The sport, with a record 20-race calendar lined up for next  season and new races on the horizon in India, Russia and the  United States, can thank his magic touch for keeping the money  pipeline flowing.

Job done, Ecclestone usually leaves the circuit as soon as  the grid walk is over and the race started. The concern, ever  present for manufacturers and other stake-holders, is what  happens when he is no longer there at all?

HOT WATER

Ecclestone, who got into hot water last year when he  suggested Adolf Hitler was a man “who got things done”, is by  his own admission a dictator — a man who does a deal on a  handshake, has a fondness for the office shredder and an  aversion to email and written contracts.
“I don’t think democracy is the way to run anything,” he  said recently.

“Whether it’s a company or anything, you need someone who is  going to turn the lights on and off.”

There is no obvious successor lined up for a ringmaster who  went through a triple heart bypass in 1999 (“I recommend  everybody has one,” he said later) and was more recently  divorced from his Croatian wife Slavica, who towered above him,  after 26 years together.

“He’s an extraordinary individual, when you think of an  80-year-old who is still rushing around in the way he is and the  energy that he has,” McLaren team principal Martin Whitmarsh  told Reuters.

“He intends to be here in 10 years’ time because this is his  life, isn’t it?

“He will be here until sadly he will be incapacitated by  some force of nature. So that’s very clear,” added the Briton.  “It’s a bit like some performers who just can’t stop and they’ve  got to carry on and he’s one of those people.”

Whitmarsh said the lack of an heir apparent was not ideal  but he also recognised it as a situation that was not going to  change.

“Those of us who are still around, if we manage to survive,  when he finally is no longer around will have to find a way to  bring it together,” he said.

“But he is not capable of either choosing, grooming or  trusting a successor, frankly.”

STRONG FUTURE

International Automobile Federation (FIA) president Jean  Todt, another diminutive dynamo who replaced Ecclestone’s  long-term ally Max Mosley last year, brushed off any concern  from the governing body’s part.

“I must say it is extraordinary to see this guy, days before  he is to be 80, how motivated, how switched on he can be,” he  said after the two most powerful men in motorsport had met in  the Yeongam paddock.

“I really wish to be in the same situation at his age.

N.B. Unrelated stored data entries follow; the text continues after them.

PR #4633, opened 2023-03-15
Ftrack: Ftrack additional families filtering

iLLiCiTiT:
## Changelog Description
Ftrack family collector makes sure the subset family is also in instance families for additional families filtering.

## Additional info
When additional filtering would look for combination of `"render"` and `"review"` families on instance it would not work when the `"render"` would be subset family.

## Testing notes:
1. Define additional filtering of families with `"plate"` and `"review"` for Collect Ftrack Familiy in `traypublisher` (in a way that you can validate it works)
2. Open Tray Publisher
3. Create Plate with review representation
4. Hit validate (you don't need to publish to validate the collector works)
5. The instance should have/not have `"ftrack"` family based on your settings

### DIFF
--- a/openpype/modules/ftrack/plugins/publish/collect_ftrack_family.py
+++ b/openpype/modules/ftrack/plugins/publish/collect_ftrack_family.py
@@ -70,7 +70,7 @@ class CollectFtrackFamily(pyblish.api.InstancePlugin):
             result_str = "Adding"
             self.log.debug("Adding ftrack family for '{}'".format(family))
             if "ftrack" not in families:
-                instance.data["families"].append("ftrack")
+                families.append("ftrack")
 
         self.log.info("{} 'ftrack' family for instance with '{}'".format(
             result_str, family
--- a/openpype/modules/ftrack/plugins/publish/collect_ftrack_family.py
+++ b/openpype/modules/ftrack/plugins/publish/collect_ftrack_family.py
@@ -11,18 +11,18 @@ from openpype.lib import filter_profiles
 
 
 class CollectFtrackFamily(pyblish.api.InstancePlugin):
+    """Adds explicitly 'ftrack' to families to upload instance to FTrack.
+
+    Uses selection by combination of hosts/families/tasks names via
+    profiles resolution.
+
+    Triggered everywhere, checks instance against configured.
+
+    Checks advanced filtering which works on 'families' not on main
+    'family', as some variants dynamically resolves addition of ftrack
+    based on 'families' (editorial drives it by presence of 'review')
     """
-        Adds explicitly 'ftrack' to families to upload instance to FTrack.
 
-        Uses selection by combination of hosts/families/tasks names via
-        profiles resolution.
-
-        Triggered everywhere, checks instance against configured.
-
-        Checks advanced filtering which works on 'families' not on main
-        'family', as some variants dynamically resolves addition of ftrack
-        based on 'families' (editorial drives it by presence of 'review')
-    """
     label = "Collect Ftrack Family"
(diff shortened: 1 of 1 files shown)


openpype/modules/ftrack/plugins/publish/collect_ftrack_family.py
```diff
@@ -34,68 +33,65 @@ def process(self, instance):
...
 
         if profile:
-            families = instance.data.get("families")
             add_ftrack_family = profile["add_ftrack_family"]
-
             additional_filters = profile.get("advanced_filtering")
             if additional_filters:
-                self.log.info("'{}' families used for additional filtering".
-                              format(families))
+                families_s = set(families) | {family}
```
BigRoy, line 58: I think we could actually just replace the old `families` variable we had directly with this instead of moving it and renaming it. It being a `set` also helps the `if "ftrack" not in families` below too because O1 lookup in sets?

iLLiCiTiT: Variable `families` is used to add `"ftrack"` family so we should not modify it, and we need to modify it to make sure `instance.data["family"]` is inside the family sequence. Thus new variable...

openpype/modules/ftrack/plugins/publish/collect_ftrack_family.py
```diff
@@ -34,68 +33,65 @@ def process(self, instance):
...
-                if families:
-                    if "ftrack" not in families:
-                        instance.data["families"].append("ftrack")
-                else:
-                    instance.data["families"] = ["ftrack"]
-
         result_str = "Adding"
-        if not add_ftrack_family:
+        if add_ftrack_family:
             result_str = "Not adding"
```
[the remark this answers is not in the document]
iLLiCiTiT: Yes

openpype/modules/ftrack/plugins/publish/collect_ftrack_family.py
BigRoy: But you are not using the mutable `families` variable to add `ftrack`. So current code doesn't really need it? Unless we expect `family` itself to be `ftrack` and not be in `families`?

iLLiCiTiT: I see, I forgot to change it to `families.append("ftrack")`.

openpype/modules/ftrack/plugins/publish/collect_ftrack_family.py
```diff
@@ -34,68 +33,65 @@ def process(self, instance):
...
-
-                if families:
-                    if "ftrack" not in families:
-                        instance.data["families"].append("ftrack")
-                else:
-                    instance.data["families"] = ["ftrack"]
+        result_str = "Not adding"
+        if add_ftrack_family:
+            result_str = "Adding"
+            self.log.debug("Adding ftrack family for '{}'".format(family))
```
kalisp, line 71: This shouldn't be here, imho. Line 75 handles both cases (addition/not addition).

iLLiCiTiT:
```suggestion
```

openpype/modules/ftrack/plugins/publish/collect_ftrack_family.py
jakubjezek001: it is a little thing, but could we rename `families_s` to `families_set`, it took me while to realize what it meant and it is only two letters long and saves time and mental power once is easier to read.

PR #4638, opened 2023-03-16
Create extract PSD sequence for TvPaint

friquette:
## Changelog Description
Create a PSD extractor for TvPaint in order to publish PSD sequences.


iLLiCiTiT:
Similar comments to https://github.com/ynput/OpenPype/pull/4639 . The PSD extraction logic must be explicit and not bounded to current render layer/pass logic. The usage is different and should be explicitly created.

PR #4639, opened 2023-03-16
Create extract JSON file for TvPaint

friquette:
## Changelog Description
Create a JSON extractor for TvPaint in order to publish JSON file with all the data needed from each layer for compositing in After Effects (or any other compatible software).

### DIFF
--- a/openpype/hosts/tvpaint/plugins/publish/extract_sequence.py
+++ b/openpype/hosts/tvpaint/plugins/publish/extract_sequence.py
@@ -1,8 +1,9 @@
 import os
-import copy
+import re
 import tempfile
 
 from PIL import Image
+from copy import deepcopy
 
 import pyblish.api
 
@@ -23,12 +24,14 @@ from openpype.hosts.tvpaint.lib import (
 
 
 class ExtractSequence(pyblish.api.Extractor):
+    order = pyblish.api.ExtractorOrder + 0.01
     label = "Extract Sequence"
     hosts = ["tvpaint"]
     families = ["review", "render"]
 
     # Modifiable with settings
     review_bg = [255, 255, 255, 255]
+    extract_json = False
 
     def process(self, instance):
         self.log.info(
@@ -76,11 +79,9 @@ class ExtractSequence(pyblish.api.Extractor):
 
         # Frame start/end may be stored as float
         frame_start = int(instance.data["frameStart"])
-        frame_end = int(instance.data["frameEnd"])
 
         # Handles are not stored per instance but on Context
         handle_start = instance.context.data["handleStart"]
-        handle_end = instance.context.data["handleEnd"]
 
         scene_bg_color = instance.context.data["sceneBgColor"]
 
@@ -111,11 +112,16 @@ class ExtractSequence(pyblish.api.Extractor):
             "Files will be rendered to folder: {}".format(output_dir)
         )
 
+        result = None
         if instance.data["family"] == "review":
             result = self.render_review(
                 output_dir, mark_in, mark_out, scene_bg_color
             )
-        else:
+        elif self.extract_json and instance.data['family'] == 'renderLayer':
+            self.add_render_layer_to_repre(instance)
+            return
+
+        if not result:
             # Render output
             result = self.render(
                 output_dir,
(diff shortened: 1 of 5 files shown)


openpype/hosts/tvpaint/plugins/publish/integrate_json.py
```diff
@@ -0,0 +1,119 @@
...
+
+        self.log.debug("Updated layer_data: {}".format(layer_data))
+        return layer_data
+
+    def _get_json_repre(self, context):
+        """Get the json representation of the instance.
+        Raises error if more than one representation is found.
+        """
+        json_repre = []
+        for repre in context.get("representations"):
```
BigRoy, line 101: If using `.get` because the key might not exist I think this needs to fall back to a list since you're iterating.
```suggestion
        for repre in context.get("representations", []):
```

openpype/hosts/tvpaint/plugins/publish/integrate_json.py
```diff
@@ -0,0 +1,119 @@
...
+        self.log.info(
+            "* Processing instance \"{}\"".format(instance.data["label"])
+        )
+
+        for repre in instance.data.get("representations"):
+            if repre['name'] != 'png' or 'review' in repre['tags']:
+                continue
+
+            if "renderLayer" in instance.data.get('families') and\
+                    'custom_published_path' not in instance.context.data.keys():
```
BigRoy:
```suggestion
                    'custom_published_path' not in instance.context.data:
```

openpype/hosts/tvpaint/plugins/publish/integrate_json.py
BigRoy, line 1: Just wondering - this seems to be re-writing into a single file to create at most a single `.json` file. Why shouldn't it instead be a `ContextPlugin` to run just once and then iterate over the instances manually to define what the json file should look like and write it once.

I'm also not entirely sure why this needs to be a custom integrator?

openpype/hosts/tvpaint/plugins/publish/extract_sequence.py
```diff
@@ -187,6 +193,60 @@ def process(self, instance):
...
+        for file_name in os.listdir(output_dir):
+            if file_name not in link_data:
+                continue
+
+            # Regex to search the frame number in the name of the file
+            frame_number = re.search(r'\.(\d*)\.png$', file_name)
+            if not frame_number:
+                continue
+
+            if frame_start <= int(frame_number.groups()[0]) <= frame_end:
```
BigRoy, line 233:
```suggestion
            if frame_start <= int(frame_number.group(0)) <= frame_end:
```

openpype/hosts/tvpaint/plugins/publish/extract_sequence.py
```diff
@@ -187,6 +193,60 @@ def process(self, instance):
...
+    def add_render_layer_to_repre(self, instance):
+        """ Add render layers to representation with only frameranged frames
+
+        Args:
+            instance (dict): the current instance of the sequence
+        """
+        json_output_dir = instance.context.data['json_output_dir']
+        layers = instance.data['layers']
+        if len(layers) != 1:
+            raise Exception("ERROR")
```
BigRoy, line 205: This would need a better error message and maybe a more specific Exception too?

openpype/hosts/tvpaint/plugins/publish/extract_sequence.py
```diff
@@ -23,12 +24,14 @@
 
 
 class ExtractSequence(pyblish.api.Extractor):
+    order = pyblish.api.ExtractorOrder + 0.01
```
BigRoy, line 27: Why is this needed? Wouldn't it make more sense to just move the ExtractJson to `-0.01`?

openpype/hosts/tvpaint/plugins/publish/extract_sequence.py
```diff
@@ -111,11 +112,16 @@ def process(self, instance):
...
 
+        result = None
         if instance.data["family"] == "review":
             result = self.render_review(
                 output_dir, mark_in, mark_out, scene_bg_color
             )
-        else:
+        elif self.extract_json and instance.data['family'] == 'renderLayer':
+            self.add_render_layer_to_repre(instance)
+            return
```
BigRoy, line 122: So whenever extract json is enabled it doesn't render but uses existing frames? Some logic here seems off?

It should just be able to render AND generate the JSON, right?

BigRoy (commented):
The PR description I think could use some more clarification on how this feature exactly works.

Whenever extracting a JSON it looks like it's **NOT** also rendering the output files. So it's like either render first, then publish the JSON. Or how is this intended to work?

I think it'd also be worth adding in the description an example JSON output so we know what to expect.

To me it's also a bit unclear as to why this needs a special custom integrator? It appears to be placing the JSON file in a very specific custom location. But why?

iLLiCiTiT:
We have a client reuest to do json extraction for AE, but we're ceratin that it must be separated from render layer/pass logic which current TVPaint implementation have. I also don't think it is possible, or good idea, to use render layer/pass output for the json output. It would at the end limit the output instead of giving more abilities.

PR #4649, opened 2023-03-17
Maya: GPU cache representation

tokejepsen:
## Changelog Description
Implement GPU cache for model, animation and pointcache.

### DIFF
--- a/openpype/hosts/maya/plugins/publish/extract_gpu_cache.py
+++ b/openpype/hosts/maya/plugins/publish/extract_gpu_cache.py
@@ -1,0 +1,45 @@
+import os
+
+from maya import cmds
+
+from openpype.pipeline import publish
+from openpype.hosts.maya.api.lib import (
+    maintained_selection, attribute_values, delete_after
+)
+
+
+class ExtractGPUCache(publish.Extractor):
+    """Extract the content of the instance to an CPU cache file."""
+
+    label = "CPU Cache"
+    hosts = ["maya"]
+    families = ["model"]
+
+    def process(self, instance):
+        staging_dir = self.staging_dir(instance)
+        filename = "{}.abc".format(instance.name)
+
+        # Write out GPU cache file.
+        cmds.gpuCache(
+            instance[:],
+            directory=staging_dir,
+            fileName=filename,
+            saveMultipleFiles=False
+        )
+
+        if "representations" not in instance.data:
+            instance.data["representations"] = []
+
+        representation = {
+            "name": "gpu_cache",
+            "ext": "abc",
+            "files": filename,
+            "stagingDir": staging_dir,
+            "data": {"heroSuffix": "gpu_cache"}
+        }
+
+        instance.data["representations"].append(representation)
+
+        self.log.info(
+            "Extracted instance {} to: {}".format(instance.name, staging_dir)
+        )
--- a/openpype/plugins/publish/integrate_hero_version.py
+++ b/openpype/plugins/publish/integrate_hero_version.py
@@ -18,7 +18,7 @@ from openpype.client.operations import (
     prepare_hero_version_update_data,
     prepare_representation_update_data,
 )
-from openpype.lib import create_hard_link
+from openpype.lib import create_hard_link, StringTemplate
 from openpype.pipeline import (
     schema
 )
@@ -306,6 +306,23 @@ class IntegrateHeroVersion(pyblish.api.InstancePlugin):
                 anatomy_filled = anatomy.format(anatomy_data)
                 template_filled = anatomy_filled[template_key]["path"]
 
+                # For representations that have the same extension, an
+                # additional suffix can be available to make the destination
+                # filename different.
+                hero_suffix = repre_info["representation"]["data"].get(
+                    "heroSuffix"
+                )
+                if hero_suffix:
+                    fill_data = copy.deepcopy(template_filled.used_values)
+                    template_filled.template = template_filled.replace(
+                        "." + fill_data["ext"],
+                        "_{}.{}".format(hero_suffix, fill_data["ext"])
+                    )
+                    template_filled = StringTemplate(
+                        template_filled.template
+                    ).format(fill_data)
+
+                # Prepare new repre
                 repre_data = {
                     "path": str(template_filled),
                     "template": hero_template
@@ -316,7 +333,6 @@ class IntegrateHeroVersion(pyblish.api.InstancePlugin):
                     if value is not None:
                         repre_context[key] = value
 
-                # Prepare new repre
                 repre = copy.deepcopy(repre_info["representation"])
                 repre["parent"] = new_hero_version["_id"]
                 repre["context"] = repre_context
--- a/openpype/plugins/publish/integrate.py
+++ b/openpype/plugins/publish/integrate.py
@@ -398,7 +398,7 @@ class IntegrateAsset(pyblish.api.InstancePlugin):
         self.log.debug("{}".format(op_session.to_data()))
         op_session.commit()
 
-        # Backwards compatibility
+        # Backwards compatibility used in hero integration.
         # todo: can we avoid the need to store this?
         instance.data["published_representations"] = {
             p["representation"]["_id"]: p for p in prepared_representations


openpype/hosts/maya/plugins/publish/extract_gpu_cache.py
```diff
@@ -0,0 +1,45 @@
...
+from openpype.pipeline import publish
+from openpype.hosts.maya.api.lib import (
+    maintained_selection, attribute_values, delete_after
+)
+
+
+class ExtractGPUCache(publish.Extractor):
+    """Extract the content of the instance to an CPU cache file."""
+
+    label = "CPU Cache"
```
BigRoy, line 14:
```suggestion
    label = "GPU Cache"
```

openpype/hosts/maya/plugins/publish/extract_gpu_cache.py
```diff
@@ -0,0 +1,45 @@
...
+
+from maya import cmds
+
+from openpype.pipeline import publish
+from openpype.hosts.maya.api.lib import (
+    maintained_selection, attribute_values, delete_after
+)
+
+
+class ExtractGPUCache(publish.Extractor):
```
BigRoy, line 11: Probably best to allow this extractor to be enabled/disabled in settings.

openpype/plugins/publish/integrate_hero_version.py
```diff
@@ -306,6 +306,23 @@ def integrate_instance(
...
+                )
+                if hero_suffix:
+                    fill_data = copy.deepcopy(template_filled.used_values)
+                    template_filled.template = template_filled.replace(
+                        "." + fill_data["ext"],
+                        "_{}.{}".format(hero_suffix, fill_data["ext"])
+                    )
+                    template_filled = StringTemplate(
+                        template_filled.template
+                    ).format(fill_data)
```
BigRoy, line 323: Interesting - shouldn't this just be using the `name` of the representation then? Since that's required to be unique anyway?

openpype/hosts/maya/plugins/publish/extract_gpu_cache.py
tokejepsen: Good point. Got a load of other settings to implement later.

openpype/plugins/publish/integrate_hero_version.py
tokejepsen: Good point, would still need to enforce the name to be in the template cause current default settings do not have it in there.

tokejepsen: Actually it turns out the logic was not needed. The hero integration plugin was failing because its was checking for overwriting files, which happened when the alembic and gpu cache wanted to be the same file name. Since using `"outputName": "gpu_cache"` on the representation, the output file name is unique and the hero integration plugin succeeds.
Problem is actually with the integration plugin, which does not fail when trying to write to the same file. Have setup an issue for this https://github.com/ynput/OpenPype/issues/4656

openpype/hosts/maya/plugins/publish/extract_gpu_cache.py
```diff
@@ -0,0 +1,63 @@
+import json
+
+from maya import cmds
+
+from openpype.pipeline import publish
+
+
+class ExtractGPUCache(publish.Extractor):
+    """Extract the content of the instance to an CPU cache file."""
```
fabiaserra, line 9:
```suggestion
    """Extract the content of the instance to a GPU cache file."""
```

website/docs/admin_hosts_maya.md
```diff
@@ -110,6 +106,35 @@ or Deadlines **Draft Tile Assembler**.
 This is useful to fix some specific renderer glitches and advanced hacking of Maya Scene files. `Patch name` is label for patch for easier orientation.
 `Patch regex` is regex used to find line in file, after `Patch line` string is inserted. Note that you need to add line ending.
 
+### Extract GPU Cache
+
+![Maya GPU Cache](assets/maya-admin_gpu_cache.png)
+
+- **Evaluate Every** Specifies which samples are saved during cache creation. For example, a value of 2 specifies that only every other sample specified by the Evaluate every # frame(s) option is saved to your Alembic file.
+
+- **Save Every** Specifies how often samples are taken during file creation. By default, one sample of your object's transformations is taken every frame and saved to the Alembic file.
```
BigRoy, line 115: It feels like the descriptions here are reversed? **Evaluate Every** talks about **Save Every** and save talks about taking samples. Are these correct?

BigRoy: > **Step**
> 
> Specifies how often samples are taken during file creation. By default, one sample of your object's transformations is taken every frame and saved to the Alembic file.
> For example, a value of 2 caches the transformations of the current object at every other frame of the Cache Time Range.
>
> **Save every # evaluation(s)**
>     Specifies which samples are saved during cache creation. For example, a value of 2 specifies that only every other sample specified by the Evaluate every # frame(s) option is saved to your Alembic file.

So this does look swapped around, right?

LiborBatek (changes requested):
Got error when trying to output ```pointcache```. Also counts for ```animation``` instance...

image

openpype/settings/defaults/project_settings/maya.json
```diff
@@ -924,6 +924,21 @@
...
             "ogsfx_path": "/maya2glTF/PBR/shaders/glTF_PBR.ogsfx"
+        },
+        "ExtractGPUCache": {
+            "enabled": true,
+            "families": [
+                "model",
+                "animation",
+                "pointcache"
+            ],
+            "simulationRate": 0.0,
```
BigRoy, line 935:
```suggestion
            "simulationRate": 1.0,
```

openpype/settings/defaults/project_settings/maya.json
```diff
@@ -924,6 +924,21 @@
...
+            "sampleMultiplier": 0,
```
BigRoy:
```suggestion
            "simulationRate": 1.0,
            "sampleMultiplier": 1,
```

website/docs/admin_hosts_maya.md
tokejepsen: Yeah, confusing all around. Have change it to `step` and `stepSave`.

tokejepsen:
@LiborBatek sorry, could you try again now?

kalisp:
Does it make sense to implement this to be offloaded to the farm (similarly to `extract_pointcache.py`)?

I think lines with `targets` and first 3 in process are important there.

tokejepsen:
> Does it make sense to implement this to be offloaded to the farm (similarly to extract_pointcache.py)?

@kalisp Would make sense, but beyond the scope of this PR. Needs client support first.

LiborBatek:
> @LiborBatek sorry, could you try again now?

Yeah I will. Are there any special needs speaking of reviewing? There arent any testing steps so I will just publish the ```pointcache``` and try to ```load``` it later ok?

tokejepsen:
> Yeah I will. Are there any special needs speaking of reviewing? There arent any testing steps so I will just publish the pointcache and try to load it later ok?

Yeah, thats right. Have updated the description now.

LiborBatek:
Did another round of tests and got this error:
image

tokejepsen:
> Did another round of tests and got this error:
@LiborBatek yup, sorry. Fixed now.

LiborBatek:
So finally the ```animation``` and ```pointcache``` got published and can be imported as ```GPU cache```

Is it correct that just ```Import GPU Cache``` is the only option? There is no ```Load GPU Cache``` present so?

image

BigRoy:
> Is it correct that just Import GPU Cache is the only option? There is no Load GPU Cache present so basically "one way train" without possibilities to use Scene Inventory later on.

Actually, the label is wrong - it should be named `Load GPU Cache` because it can be managed in the Scene Inventory.

openpype/hosts/maya/plugins/load/load_gpucache.py
```diff
@@ -11,7 +11,7 @@ class GpuCacheLoader(load.LoaderPlugin):
     """Load Alembic as gpuCache"""
 
     families = ["model", "animation", "proxyAbc", "pointcache"]
-    representations = ["abc"]
+    representations = ["gpu_cache"]
```
BigRoy, line 14: We've actually in the past used regular alembic representations in gpuCaches. Actually we still do when e.g. loading an Alembic with certain types of data from Houdini when rendering with Arnold.

This would break that logic for us. I understand how having both `abc` and `gpu_cache` might look polluted/clumsy in the Loader so I understand the decision but we'd still need to be able to load regular alembic files too - for us it's actually more important than to be able to load a slightly optimized playback format that is an exported maya gpuCache (which is a maya output format only).

LiborBatek:
> > Is it correct that just Import GPU Cache is the only option? There is no Load GPU Cache present so basically "one way train" without possibilities to use Scene Inventory later on.
> 
> Actually, the label is wrong - it should be named `Load GPU Cache` because it can be managed in the Scene Inventory.

As I have tested it...it actually is ```Import``` because it was not listed then in the ```Scene Inventory```. so need to be changed to proper ```Load``` instead.

tokejepsen:
> As I have tested it...it actually is Import because it was not listed then in the Scene Inventory. so need to be changed to proper Load instead.

@LiborBatek you should have a container in the scene inventory which you can update to latest version. Let me know if you dont have this?

LiborBatek (dismissed):

openpype/settings/defaults/project_settings/maya.json
```diff
@@ -924,6 +924,21 @@
             "enabled": true,
             "active": true,
             "ogsfx_path": "/maya2glTF/PBR/shaders/glTF_PBR.ogsfx"
+        },
+        "ExtractGPUCache": {
+            "enabled": true,
```
BigRoy, line 929: I feel like this should be disabled by default.

BigRoy (dismissed):
Superb work! I'd expect however that the extraction of gpu caches is disabled by default.

openpype/settings/defaults/project_settings/maya.json
tokejepsen:
```suggestion
            "enabled": false,
```

BigRoy (approved):
Haven't tested it, but code looks good to me

fabiaserra:
looks good to me as well! thank you!

tokejepsen:
@LiborBatek could I get an approval on this?

LiborBatek (changes requested):
Unfortunatelly doesnt work for me...did try on multiple shots but same error found:

image

BigRoy:
@LiborBatek make sure you load the `gpuCache` plug-in in Maya.

openpype/hosts/maya/plugins/publish/extract_gpu_cache.py
```diff
@@ -0,0 +1,63 @@
...
+    step = 1.0
+    stepSave = 1
+    optimize = True
+    optimizationThreshold = 40000
+    optimizeAnimationsForMotionBlur = True
+    writeMaterials = True
+    useBaseTessellation = True
+
+    def process(self, instance):
+        staging_dir = self.staging_dir(instance)
```
BigRoy, line 23: Ensure `gpuCache` plug-in is loaded.
```suggestion
        cmds.loadPlugin("gpuCache", quiet=True)

        staging_dir = self.staging_dir(instance)
```

tokejepsen:
> @LiborBatek make sure you load the gpuCache plug-in in Maya.

Should be loading if extracting GPU cache now.

BigRoy (approved):
Nice work!

PR #4992, opened 2023-05-19
AYON: Staging versions can be used

iLLiCiTiT:
## Changelog Description
Added ability to use staging versions in AYON mode.

## Additional info
It is possible to be in AYON mode with enabled staging (using `--use-staging` argument). We don't have yet staging icons ready -> maybe should be added in this PR?

## Testing notes:
1. Run `poetry run python ayon_start.py --use-staging` (or modify one of existing script tools)
2. Staging versions of addons should be loaded.
3. Enable addon in production and disable the same in staging -> it should load in production and should not in staging
4. Change setting in staging to somethign else than in production

NOTE: Once you start staging mode, an environment variable to use staging is set. If you're using terminal/cmd/powershell then don't use the same terminal window for launching production and staging.


antirotor (approved):
looks nice :)

kalisp (approved):
It correctly switches between addons that are enabled/disabled in production/staging.

PR #4993, opened 2023-05-19
General: Fix Python 2 vendor for arrow

iLLiCiTiT:
## Changelog Description
Moved remaining dependencies for arrow from ftrack to python 2 vendor.

## Additional info
This issue probably can happen only in AYON mode. Looks like the arrow is causing issues in Nuke 12 when builtins and functools are not available next to it. This is continuos fix to https://github.com/ynput/OpenPype/pull/4981 PR.

## Testing notes:
1. Run Nuke 12 (or older)
2. Startup should not crash


kalisp (approved):
Works with Nuke12

PR #4994, opened 2023-05-19
Unreal: Addon Py2 compatibility

iLLiCiTiT:
## Changelog Description
Fixed Python 2 compatibility of unreal addon.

It’s  fascinating.”

The Frenchman likened Ecclestone to Microsoft co-founder  Bill Gates and Berkshire Hathaway head Warren Buffett, two  billionaires closely identified with firms that would also one  day have to move into a new phase without them.

“Bernie is a very smart guy. He has sold his company to  (private equity firm) CVC, and in fact the responsibility of the  future of Formula One is more to CVC than to Bernie,” Todt said.

“It’s up to them. I’m sure Bernie will be a big contributor,  but…Bernie is not the right guy, knowing him, to say who do  you think it should be? Because he doesn’t see any successor.  he’s very happy, he’s fit, motivated, he loves it.

“CVC are very smart business people…the companies that are  legendary are still living, making profits and innovations,”  added the Frenchman.
“I am sure that Formula One has a very strong future.”